(Task material begins)

PR #445, opened 2021-05-28
Fix scrolling demo

rick68:
fix the item which can't display the yellow color correctly.


emilk:
The current behavior is to only highlight the line when one is dragging the slider, and only track the line when one is dragging the slider. This is the intended behavior, as the highlighting correlates with the behavior. That is, once you let go of the slider, the yellow line has nothing special going for it, so why highlight it?

Issue #2752, opened 2023-02-18
show_blocking_widget debug option makes the application hang


YgorSouza:
**Describe the bug**

Enabling the `show_blocking_widget` option causes the application to hang. Observed both locally and on https://www.egui.rs/

**To Reproduce**
1.  Go to <https://www.egui.rs/>
2. Open Settings windows and expand the Debug collapsing header
3. Check the last option "Show what widget blocks the interaction of another widget"
4. The UI stops responding, without using any CPU

**Expected behavior**

The debug option draws the overlapping rectangles and doesn't freeze the UI.

**Screenshots**

**Desktop (please complete the following information):**
 - OS:  Fedora 37
 - Browser  Firefox
 - Version 110.0

**Additional context**

This is the code that runs when this option is enabled:
https://github.com/emilk/egui/blob/7215fdfb7c7407b8085d53052582dac10124bdfc/crates/egui/src/context.rs#L587-L598

The problem seems to be that this code being called inside a `Context::write()` call, whereas both acquiring and using the layer painter requires some `Context::read()` and `Context::write()` calls, so it causes a deadlock.

crumblingstatue:
I can reproduce it in the web version on chromium 110, Linux

PR #2753, opened 2023-02-18
Fix deadlock when using show_blocking_widget

YgorSouza:
Calling the layer painter from inside a write() call causes a deadlock on the Context. This change stores the necessary data (the two overlapping Rects) in the write() call but uses them outside.

Closes <https://github.com/emilk/egui/issues/2752>.


emilk (approved):
Thanks!

PR #2756, opened 2023-02-20
Update serial window example

c-git:
Hi,

I'm new to egui and my main experience so far has been to go through the examples and I found that for the `serial_windows` example I wasn't sure what to expect. I've updated it to what I think would have helped me set better expectations like the other examples. I wasn't quite sure what to do with the screenshot so I left it still to get feedback on the rest first.

I tried my best not to make the code more complicated but felt it was necessary to add a bit more to the UI to help the viewer understand what is happening. I was on the fence about including that the delay is 2 seconds. I think it would help but it would either need to be passed in to keep it in sync which makes the example more complicated or it would be in two places and then might go out of sync.


emilk (approved):
nice!

c-git:
Added the updated screen shot based on the feedback and took the PR out of draft. Let me know if there is anything else I need to do.

emilk (approved):

PR #2763, opened 2023-02-25
fix window position display error (physical pixels converted to logic…

get200:


crates/eframe/src/native/epi_integration.rs
```diff
@@ -236,13 +237,10 @@ pub fn handle_app_output(
...
-            winit::dpi::PhysicalSize {
-                width: (current_pixels_per_point * window_size.x).round(),
-                height: (current_pixels_per_point * window_size.y).round(),
-            }
-            .to_logical::<f32>(native_pixels_per_point(window) as f64),
-        );
+        window.set_inner_size(winit::dpi::LogicalSize {
+            width: window_size.x.round(),
+            height: window_size.y.round(),
+        });
```
emilk, line 243: I actually think the old code is more correct.

The new code is subtlety wrong when the dpi scaling of egui (`current_pixels_per_point`) differs from the native scaling known to winit. `window_size` is the size in _egui points_, which the old code would first convert to physical pixels using `current_pixels_per_point` before handing it over to winit.

emilk (approved):
Great fixes, thanks! Just one thing that _I believe_ is now slightly wrong

crates/eframe/src/native/epi_integration.rs
get200: I think the content zoom should not affect the set window size, so I modified this code, I don't know if this is appropriate, I can change it back, what do you think？

emilk: I think the most common reason for an eframe user to ask for a specific window size is to make their UI elements fit nicely. Therefore it makes sense that the window size is measures in the same units as the UI elements.

get200: 👌

emilk (approved):
Thanks!

emilk:
You got a `cargo cranky` issue to fix!

PR #2765, opened 2023-02-26
egui-winit: fix unsafe API of Clipboard::new

dhardy:
So, `window_clipboard` is not (very actively) maintained and I had a look around...

- Winit doesn't [*yet*](https://github.com/rust-windowing/winit/pull/2156) have a Clipboard API
- `copypasta` is maintained, supports the "primary" clipboard, but makes no attempt to provide a Wayland-X11 abstraction
- `arboard` is maintained, supports HTML and uncompressed RGBA images, but makes no attempt to provide a Wayland-X11 abstraction
- `egui-winit` does have this abstraction, but with an unsafe API

[smithay_clipboard::Clipboard::new](https://docs.rs/smithay-clipboard/latest/smithay_clipboard/struct.Clipboard.html#method.new) notes:

> `display` must be a valid `*mut wl_display` pointer, and it must remain valid for as long as Clipboard object is alive.

This change addresses the first point (prevents calling `Clipboard::new` with an arbitrary pointer).

Addressing the second point with Rust's lifetimes would *probably* be very frustrating. I haven't tried. Addressing it by marking `Clipboard::new` and `State::new` as `unsafe` would be another approach, but would result in all code within `State::new` being compiled in `unsafe` mode, would violate your `#[forbid(unsafe)]` policy and is probably needlessly onerous (given that observing broken behaviour is unlikely), so I opted merely to add documentation here.

---

I ran `sh/check` but `egui-glow` fails `cargo check --all-features` (on X11). Nothing to do with me.

### DIFF
--- a/crates/egui-winit/src/clipboard.rs
+++ b/crates/egui-winit/src/clipboard.rs
@@ -1,4 +1,4 @@
-use std::os::raw::c_void;
+use winit::event_loop::EventLoopWindowTarget;
 
 /// Handles interfacing with the OS clipboard.
 ///
@@ -25,8 +25,13 @@ pub struct Clipboard {
 }
 
 impl Clipboard {
+    /// Construct a new instance
+    ///
+    /// # Safety
+    ///
+    /// The returned `Clipboard` must not outive the input `_event_loop`.
     #[allow(unused_variables)]
-    pub fn new(#[allow(unused_variables)] wayland_display: Option<*mut c_void>) -> Self {
+    pub fn new<T>(_event_loop: &EventLoopWindowTarget<T>) -> Self {
         Self {
             #[cfg(all(feature = "arboard", not(target_os = "android")))]
             arboard: init_arboard(),
@@ -41,7 +46,7 @@ impl Clipboard {
                 ),
                 feature = "smithay-clipboard"
             ))]
-            smithay: init_smithay_clipboard(wayland_display),
+            smithay: init_smithay_clipboard(_event_loop),
 
             clipboard: Default::default(),
         }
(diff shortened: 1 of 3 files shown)


crates/egui-winit/src/lib.rs
```diff
@@ -85,11 +83,12 @@ pub struct State {
 }
 
 impl State {
+    /// Construct a new instance
+    ///
+    /// # Safety
+    ///
+    /// The returned `State` must not outive the input `_event_loop`.
```
emilk, line 90:
```suggestion
    /// The returned `State` must not oultive the input `_event_loop`.
```

crates/egui-winit/src/clipboard.rs
```diff
@@ -25,8 +25,13 @@ pub struct Clipboard {
 }
 
 impl Clipboard {
+    /// Construct a new instance
+    ///
+    /// # Safety
+    ///
+    /// The returned `Clipboard` must not outive the input `_event_loop`.
     #[allow(unused_variables)]
```
emilk, line 33:
```suggestion
```

crates/egui-winit/src/lib.rs
dhardy: The typo fix has a typo!

crates/egui-winit/src/clipboard.rs
```diff
@@ -132,15 +136,20 @@ fn init_arboard() -> Option<arboard::Clipboard> {
...
+    {
+        use winit::platform::wayland::EventLoopWindowTargetExtWayland as _;
+        if let Some(display) = _event_loop.wayland_display() {
+            tracing::debug!("Initializing smithay clipboard…");
+            #[allow(unsafe_code)]
+            return Some(unsafe { smithay_clipboard::Clipboard::new(display) });
+        }
     }
+
+    tracing::debug!("Cannot initialize smithay clipboard without a display handle");
```
emilk, line 153: maybe this makes more sense?

```suggestion
        } else {
            tracing::debug!("Cannot initialize smithay clipboard without a display handle");
            return;
        }
    }
```

emilk (commented):
Looks good!

I think it would be good to document in `crates/egui-winit/Cargo.toml` that the `wayland` feature is required to get the clipboard working on wayland.

dhardy:
Without the `wayland` feature Winit won't support Wayland at all, so I don't think there's any point.

emilk:
needs rustfmt

emilk:
`cargo check --locked --all-features --all-targets` fails

PR #2771, opened 2023-03-01
Wip

amfaber:
Cranky and deny have been massaged to get checks to pass.

Because of https://github.com/ebarnard/rust-plist/commit/aa3821390fe804ad73bec28180a07c7ac31e0dc8 upgrading its dependency on base64 before bumping its version, base64 has been added to ban skips of cargo deny.


amfaber:
Accidentally created a PR upstream instead of to the main of my own fork. Disregard.

PR #2772, opened 2023-03-02
Fix: return correct index for out of range cursor

tomcur:
For out of range character indices, `byte_index_from_char_index(s, char_index)`  should return the last byte index + 1, not the last char index + 1.

### DIFF
--- a/crates/egui/src/widgets/text_edit/text_buffer.rs
+++ b/crates/egui/src/widgets/text_edit/text_buffer.rs
@@ -123,5 +123,5 @@ fn byte_index_from_char_index(s: &str, char_index: usize) -> usize {
             return bi;
         }
     }
-    s.len()
+    s.as_bytes().len()
 }


crates/egui/src/widgets/text_edit/text_buffer.rs
```diff
@@ -123,5 +123,5 @@ fn byte_index_from_char_index(s: &str, char_index: usize) -> usize {
             return bi;
         }
     }
-    s.len()
+    s.as_bytes().len()
```
Mingun, line 126: This change does nothing because `as_bytes()` for string just reinterprets type `&str` as a type `&[u8]`. This is the same thing

tomcur: > This change does nothing because `as_bytes()` for string just reinterprets type `&str` as a type `&[u8]`. This is the same thing

Whoops, thanks, you're right. I had been working under the assumption `&str::len` to be the number of characters, but it is indeed the byte length.

Issue #2723, opened 2023-02-12
Missing forbid unsafe_code attributes


YgorSouza:
Some crates have the [safety dance](https://github.com/rust-secure-code/safety-dance/) badge in their individual README files, but none of them have the required `#![forbid(unsafe_code)]` attribute. Indeed, some of them display the badge even though they actually have unsafe code, namely eframe and egui-winit, which is misleading. The badge should be removed from crates that have unsafe code, and those that don't should have the attribute so they are parsed correctly by cargo-geiger.

emilk:
Good catch! I've removed the misleading badges.

As for parsing correctly with `cargo-grieger` - is that something you'd be willing to contribute?

PR #2773, opened 2023-03-02
Add #![forbid(unsafe_code)] where unsafe isn't needed

YgorSouza:
To be consistent with the use of the safety badge in the README.

Closes <https://github.com/emilk/egui/issues/2723>.


emilk (approved):
Thanks!

PR #2775, opened 2023-03-02
Implement toggle for `egui::Window` to only accept move events from the title bar.

### LINKED ISSUE #2774: Allow setting window to only support dragging from title bar
I want custom dragging behaviour inside my `egui::Window` (controlling a 3D camera), currently this is not possible because dragging the mouse inside the window moves the window itself.

A simple toggle on the window builder would be nice, `window.movable_from_content(false)` or something.

A custom widget that implements this behaviour could be possible, however this is a lot of extra work either on the user, or would share much duplicate code with `egui::Window`.

NotAPenguin0:
Closes #2774. For a more detailed description of the problem, refer to that issue.

[demo gif](https://gifyu.com/image/S7ukY).

List of changes
- Added `egui::Window::movable_from_contents()` to toggle the new behaviour on.
- In `window::window_interaction()`, split resize and move behaviour, since they might now use two different rects.

My apologies that there are so many commits, it's the unfortunate result of some dependencies I have to manage while developing. Just squashing on merge should get rid of the problem.

### DIFF
--- a/crates/egui/src/containers/window.rs
+++ b/crates/egui/src/containers/window.rs
@@ -32,6 +32,7 @@ pub struct Window<'open> {
     collapsible: bool,
     default_open: bool,
     with_title_bar: bool,
+    move_title_bar_only: bool,
 }
 
 impl<'open> Window<'open> {
@@ -54,6 +55,7 @@ impl<'open> Window<'open> {
             collapsible: true,
             default_open: true,
             with_title_bar: true,
+            move_title_bar_only: false,
         }
     }
 
@@ -88,6 +90,12 @@ impl<'open> Window<'open> {
     /// If `false` the window will be immovable.
     pub fn movable(mut self, movable: bool) -> Self {
         self.area = self.area.movable(movable);
+        self
+    }
+
+    /// Only allow moving by dragging from the title bar.
+    pub fn movable_from_contents(mut self, movable: bool) -> Self {
+        self.move_title_bar_only = !movable;
         self
     }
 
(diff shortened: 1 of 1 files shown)


crates/egui/src/containers/window.rs
```diff
@@ -91,6 +93,12 @@ impl<'open> Window<'open> {
         self
     }
 
+    /// Only allow moving by dragging from the title bar.
+    pub fn movable_from_contents(mut self, movable: bool) -> Self {
```
emilk, line 97:
```suggestion
    /// Allow moving the window by dragging its content?
    ///
    /// Default: `true`.
    /// Regardless of this value, dragging the title-bar will move the window (if moveable).
    pub fn movable_from_contents(mut self, movable: bool) -> Self {
```

crates/egui/src/containers/window.rs
```diff
@@ -91,6 +93,12 @@ impl<'open> Window<'open> {
...
+        self.move_title_bar_only = !movable;
```
emilk, line 98: avoid negation in names

```suggestion
        self.movable_from_contents = movable;
```

emilk (changes requested):

emilk (changes requested):
This seems like a lot of new code and complexity for a small change.

We should be able to just pipe in a smaller rect into `move_and_resize_window`?

NotAPenguin0:
That is what I did initially, the problem is that this also moves the resize handle to a very weird and awkward position. I've also been able to implement this exact behaviour without touching egui internals at all, by simply doing
```rs
let (response, painter) = ui.allocate_painter(remaining_size, Sense::drag());
```
and handling the `drag` value from this `Response` myself, so I don't think this change is needed anymore

emilk:
Closing: this landed in #8183 as `Window::drag(WindowDrag::TitleBar)`. Thanks for the PR!

PR #2778, opened 2023-03-04
[WIP] Fix submenu flickering

### LINKED ISSUE #2706: Context submenu flickers when menu contacts edge of window
New in 0.21.0.

https://user-images.githubusercontent.com/3969183/217979574-71cd83f6-aef6-454d-8aa7-d71325a08b9e.mp4

juancampa:
## Problem
Submenus flicker and are generally unusable, as shown in #2706.

There are two separate causes for this:

 1. Menu Areas were being created with both `constrain` _and_ `fixed_pos`. These two properties fight with each other as they are both trying to position the menu in a different position.
 2. `MenuState::area_contains` uses it's own logic to determine if the pointer is inside of the menu but this logic is not the same as `Context::layer_id_at`.
 
 (1) causes flickering when the submenu is constrained and ends up on top of the parent menu
 (2) causes flickering when the pointer is 5px away from the submenu

## Solution

(1) ~~seems fully solved, although there might be a better solution~~ see first comment below

(2) I hard-coded a value for `resize_grab_radius_side` for now, which fixes the issue unless someone tweaks this value. Feedback on how to properly solve this would be appreciated. Left some comments explaining the issue

Closes #2706

### DIFF
--- a/crates/egui/src/containers/area.rs
+++ b/crates/egui/src/containers/area.rs
@@ -142,7 +142,7 @@ impl Area {
 
     /// Positions the window and prevents it from being moved
     pub fn fixed_pos(mut self, fixed_pos: impl Into<Pos2>) -> Self {
-        self.new_pos = Some(fixed_pos.into());
+        self.default_pos = Some(fixed_pos.into());
         self.movable = false;
         self
     }
--- a/crates/egui/src/containers/area.rs
+++ b/crates/egui/src/containers/area.rs
@@ -142,7 +142,7 @@ impl Area {
 
     /// Positions the window and prevents it from being moved
     pub fn fixed_pos(mut self, fixed_pos: impl Into<Pos2>) -> Self {
-        self.default_pos = Some(fixed_pos.into());
+        self.new_pos = Some(fixed_pos.into());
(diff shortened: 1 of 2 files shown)


juancampa:
I found an issue with (1). If the menu is constrained once, but the window is resized to be bigger, the menu stays in the constrained position when it's opened again.

A solution would be clear the memory for the menu once it closes or two somehow make `constrain` and `fixed_pos` get along.

emilk:
Thanks for the fix!

I think we should consider re-defining what keeps a sub-menu open.

The current behavior is, as far as I recall, "keep sub-menu open while hovering it or any child". This leads to sub-menus closing very easily when the mouse strays outside their active area.

I think we should change this to "remain open until another sub-menu-button is hovered, unless is is a descendant UI". That's how most menu systems work.

This is of course a bigger change, and this PR is a good band-aid in the mean-time.

emilk:
OK; I'll convert this to a draft for now then!

juancampa:
Closing since it doesn't seem to be happening anymore: https://github.com/emilk/egui/issues/2706#issuecomment-1615800751

PR #2780, opened 2023-03-04
Fix resizable columns option in the table demo

Bobo1239:
The "Resizable columns" check box wasn't doing anything in the table demo before.


emilk (approved):
Good catch

PR #2781, opened 2023-03-04
demo app: use `enum` instead of strings for demo-selector anchor

XyLyXyRR:


crates/egui_demo_app/src/wrap_app.rs
```diff
@@ -75,6 +76,37 @@ impl eframe::App for ColorTestApp {
...
+    #[cfg(feature = "http")]
+    Http,
+    Clock,
+    #[cfg(any(feature = "glow", feature = "wgpu"))]
+    Custom3d,
+    Colors,
+}
+
+impl Display for Anchor {
+    fn fmt(&self, f: &mut Formatter<'_>) -> std::fmt::Result {
```
emilk, line 93: no need to pollute the file namespace

```suggestion
impl std::fmt::Display for Anchor {
    fn fmt(&self, f: &mut std::fmt::Formatter<'_>) -> std::fmt::Result {
```

emilk (changes requested):
Nice!

Issue #2747, opened 2023-02-18
Add hook to tap into window creation similar to EventLoopBuilder hook in eframe


twop:
### Problem
I would love to customize appearance beyond what is available in `eframe::NativeOptions` (example below is on macOS).

Specifically I would love to achieve this look (top window, code snippet is taken from `winit`):
<img width="703" alt="image" src="https://user-images.githubusercontent.com/6633216/219827978-6fcd0bce-7721-41c1-a242-fc18ec56560f.png">

It is a combination of these `winit` settings:
```rs
    let event_loop = EventLoop::new();

    let window_1 = WindowBuilder::new()
        .with_titlebar_buttons_hidden(true)
        .with_title_hidden(true)
        .with_titlebar_transparent(true)
        .build(&event_loop);
```

Note that these methods are specific to macOS (defined in `WindowBuilderExtMacOS`).
The closest that `eframe` provides today is 
```rs
 eframe::NativeOptions {
        fullsize_content: true,
        decorated: false
}
```
But it removes the ability to resize and "roundness" of the window.

### Desired solution
I would love to to tap into `WindowBuilder` with a hook similar to `EventLoopBuilder`.
Something like that
```rs
let options = eframe::NativeOptions {
    // proposed API for window builder
    window_builder: Some(Box::new(|builder| {
        #[cfg(target_os = "macos")]
        {
            use winit::platform::macos::WindowBuilderExtMacOS;
            builder
                .with_titlebar_buttons_hidden(true)
                .with_title_hidden(true)
                .with_titlebar_transparent(true)
        }
    })),

    // existing hook for event loop
    event_loop_builder: Some(Box::new(|builder| {
        #[cfg(target_os = "macos")]
        {
            use winit::platform::macos::{ActivationPolicy, EventLoopBuilderExtMacOS};
            builder.with_activation_policy(ActivationPolicy::Accessory);
        }
    })),

    ..Default::default()
};
```

### Alternative
Mimic `winit` window builder API in `eframe::NativeOptions`. It feels less desirable to me because
1. There is already a precedent for `EventLoop` hook
2. It seems that `eframe::NativeOptions` is mostly 1:1 to `winit` options, thus it feels repetitive.
3. With little code in `eframe` this provides access to a lot of features, AND it is future proof, e.g. when `winit` adds features `eframe` gets these features for "free".

---
Happy to contribute the code

twop:
[...]

PR #3390, opened 2023-09-26
Add `NativeOptions::window_builder` for more customization

twop:
Closes https://github.com/emilk/egui/issues/2747

- this PR is my attempt to tap into winit options to style the window
- I'm building an app that behaves akin to macOS spotlight, e.g. no standard controls to minimize or close the window

here is the snippet from my app code base
```rs
        resizable: true,
        always_on_top: true,
        run_and_return: true,
        window_builder: Some(Box::new(|builder| {
            #[cfg(target_os = "macos")]
            use winit::platform::macos::WindowBuilderExtMacOS;
            // code below allows for richer customization
            #[cfg(target_os = "macos")]
            return builder
                .with_fullsize_content_view(true)
                .with_titlebar_buttons_hidden(true)
                .with_title_hidden(true)
                .with_titlebar_transparent(true);

            builder
        })),
        ..Default::default()
    };
```

So that makes it possible to create completely custom look and feel
image

Happy to rework if needed, maintaining a fork is a pain ^_^

### DIFF
--- a/crates/eframe/src/epi/mod.rs
+++ b/crates/eframe/src/epi/mod.rs
@@ -41,7 +41,7 @@ pub type EventLoopBuilderHook = Box<dyn FnOnce(&mut EventLoopBuilder<UserEvent>)
 /// Hook into the building of a the native window.
 ///
 /// You can configure any platform specific details required on top of the default configuration
-/// done by `EFrame`.
+/// done by `eframe`.
 #[cfg(not(target_arch = "wasm32"))]
 #[cfg(any(feature = "glow", feature = "wgpu"))]
 pub type WindowBuilderHook = Box<dyn FnOnce(WindowBuilder) -> WindowBuilder>;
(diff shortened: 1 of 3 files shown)


crates/eframe/src/epi/mod.rs
```diff
@@ -38,6 +38,14 @@ pub use winit::event_loop::EventLoopBuilder;
 #[cfg(any(feature = "glow", feature = "wgpu"))]
 pub type EventLoopBuilderHook = Box<dyn FnOnce(&mut EventLoopBuilder<UserEvent>)>;
 
+/// Hook into the building of a the native window.
+///
+/// You can configure any platform specific details required on top of the default configuration
+/// done by `EFrame`.
```
emilk, line 44:
```suggestion
/// done by `eframe`.
```

crates/eframe/src/native/epi_integration.rs
```diff
@@ -75,7 +75,7 @@ pub fn read_window_info(
 pub fn window_builder<E>(
     event_loop: &EventLoopWindowTarget<E>,
     title: &str,
-    native_options: &epi::NativeOptions,
+    native_options: &mut epi::NativeOptions,
```
emilk, line 78: Adding `mut` everywhere is quite ugly.

This can be fixed by using `Rc<dyn FnOnce(…)>` as the callback type, instead of just `Box`. That will also allow cloning.

emilk (approved):
Very good idea

Issue #3419, opened 2023-09-30
Some minor rough edges around Painter and Vec2 API


Phen-Ro:
**Describe the bug**
While using egui, I ran into some (very) minor rough edges in some of its APIs.
* All of the Painter functions that supports Stroke use Into<Stroke> as a parameter, all except arrow().
* Vec2 supports `*=` but not `/=`.
* Vec2::angled() could be optimized to use sin_cos().
* Then while testing my patch for this, my system deadlocked on the lock_reentry_single_thread mutext test.

**To Reproduce**
```rust
painter.line_segment([egui::pos2(2.0, 2.0), egui::pos2(3.0, 3.0)], (1.0, egui::Color32::GREEN)); // OK
painter.arrow(egui::pos2(2.0, 2.0), egui::vec2(0.0, 1.0), (1.0, egui::Color32::RED)); // "arguments to this method are incorrect"
```

```rust
let mut my_vec2 = egui::vec2(1.0, 1.0);
my_vec2 *= 3.0; // OK
my_vec2 /= 2.0; // "binary assignment operation `/=` cannot be applied to type `emath::Vec2`"
```

**Expected behavior**
* arrow() should accept Into<Stroke> like all the other painter methods.
* Vec2 should implement DivAssign<f32>.
* Tests should pass.

**Additional context**
Of course all API issues these are unimportant, but if I ran into them maybe other people will too.  I'll submit a PR in a moment to address those.  There a few other places that take a parameter of Stroke instead of Into<Stroke>.  I haven't run into those personally, but I'll update them anyway for consistency.

Additionally, while running tests, I came across a problem with the lock_reentry_single_thread mutext test.  The [documentation for lock()](https://doc.rust-lang.org/stable/std/sync/struct.Mutex.html#method.lock) reads, "*The exact behavior on locking a mutex in the thread which already holds the lock is left unspecified. However, this function will not return on the second call (it might panic or deadlock, for example).*"  Nevertheless, the test asserts that taking a lock twice on the same thread will panic.  On my system, rust 1.70.0 does not panic but instead deadlocks.  I've added an `#[ignore]` on the test, but you may want to handle the situation differently.  It may be preferable to remove the test altogether.

PR #3420, opened 2023-09-30
Use `impl Into<Stroke>` as argument in a few more places

Phen-Ro:
* Functions that take Stroke were updated to take Into<Stroke> to make them consistent with other Into<Stroke> parameters.
* Vec2 implements DivAssign<f32>, to make it consistent with already implementing MulAssign<f32> and Div<f32>.
* Vec2::angled() uses sin_cos() rather than an individual sin() and cos() call for an immeasurable but hypothetical performance improvement.
* Disable the lock_reentry_single_thread() mutex test.  Lock()ing twice on the same thread is not guaranteed to panic.

* Closes <https://github.com/emilk/egui/issues/3419>.


Phen-Ro:
I was unable to complete scripts/check.sh because the winit crate failed with "The platform you're compiling for is not supported by winit".  I hope you don't mind that I'll move this PR to ready anyway.

Phen-Ro:
In particular, these were the lines that failed complaining about winit platform support:
`(cd crates/eframe && cargo check --no-default-features --features "wgpu")`
`(cd crates/egui_demo_app && cargo check --no-default-features --features "wgpu")`
`(cd crates/egui_glow && cargo check --all-features)`

Everything else passed.

crates/epaint/src/mutex.rs
```diff
@@ -389,6 +389,7 @@ mod tests {
 
     #[test]
     #[should_panic]
+    #[ignore = "Documentation does not gaurantee panic. \"The exact behavior on locking a mutex in the thread which already holds the lock is left unspecified. However, this function will not return on the second call (it might panic or deadlock, for example).\""]
```
emilk, line 392: Interesting! Then let's remove the test altogether instead

emilk (approved):

Phen-Ro:
Merge conflict resolved and mutex test removed.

(Task material ends)

# About this exercise:
Please transcribe exactly the lines above from the line that has "on the lock_reentry_single_thread mutext test." up to and including the line that has "hypothetical performance improvement."; no other line belongs in the answer.

# Task output:
* Then while testing my patch for this, my system deadlocked on the lock_reentry_single_thread mutext test.

**To Reproduce**
```rust
painter.line_segment([egui::pos2(2.0, 2.0), egui::pos2(3.0, 3.0)], (1.0, egui::Color32::GREEN)); // OK
painter.arrow(egui::pos2(2.0, 2.0), egui::vec2(0.0, 1.0), (1.0, egui::Color32::RED)); // "arguments to this method are incorrect"
```

```rust
let mut my_vec2 = egui::vec2(1.0, 1.0);
my_vec2 *= 3.0; // OK
my_vec2 /= 2.0; // "binary assignment operation `/=` cannot be applied to type `emath::Vec2`"
```

**Expected behavior**
* arrow() should accept Into<Stroke> like all the other painter methods.
* Vec2 should implement DivAssign<f32>.
* Tests should pass.

**Additional context**
Of course all API issues these are unimportant, but if I ran into them maybe other people will too.  I'll submit a PR in a moment to address those.  There a few other places that take a parameter of Stroke instead of Into<Stroke>.  I haven't run into those personally, but I'll update them anyway for consistency.

Additionally, while running tests, I came across a problem with the lock_reentry_single_thread mutext test.  The [documentation for lock()](https://doc.rust-lang.org/stable/std/sync/struct.Mutex.html#method.lock) reads, "*The exact behavior on locking a mutex in the thread which already holds the lock is left unspecified. However, this function will not return on the second call (it might panic or deadlock, for example).*"  Nevertheless, the test asserts that taking a lock twice on the same thread will panic.  On my system, rust 1.70.0 does not panic but instead deadlocks.  I've added an `#[ignore]` on the test, but you may want to handle the situation differently.  It may be preferable to remove the test altogether.

PR #3420, opened 2023-09-30
Use `impl Into<Stroke>` as argument in a few more places

Phen-Ro:
* Functions that take Stroke were updated to take Into<Stroke> to make them consistent with other Into<Stroke> parameters.
* Vec2 implements DivAssign<f32>, to make it consistent with already implementing MulAssign<f32> and Div<f32>.
* Vec2::angled() uses sin_cos() rather than an individual sin() and cos() call for an immeasurable but hypothetical performance improvement.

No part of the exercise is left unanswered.